**Your task:** For the word "improvements", search the records and show each line in which it occurs.

Dataset entries:
PR #153, opened 2017-03-11
Feature/census block performance improvements

spencerrecneps:
These changes result in orders-of-magnitude better performance on connected_census_blocks.sql. My testing went from over 8 minutes with the old code down to 30 seconds with the new code. This change also resolves the issue identified in https://github.com/azavea/pfb-network-connectivity/issues/149.

PR #158, opened 2017-03-14
Feature/census block performance improvements fixed

CloudNiner:
Due to some rebasing issues, likely caused by doing a `git pull` and `git push` after running `git rebase develop` rather than just doing `git push -f`. Some stackoverflow hints suggest that this is difficult to fix properly on the branch, so I opted to just quickly cherry-pick all the relevant commits to a new branch which will work just fine.

@spencerrecneps please review this diff and make sure this looks correct as compared to the original pull request (before the rebase attempt). If it looks good to you I'll clean up the commit log a bit and then merge.

Supersedes #153


spencerrecneps:
Odd. git diff is only showing differences related to https://github.com/azavea/pfb-network-connectivity/pull/155, as if the rebase went off without a hitch.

**Answer space:**
Feature/census block performance improvements
Feature/census block performance improvements fixed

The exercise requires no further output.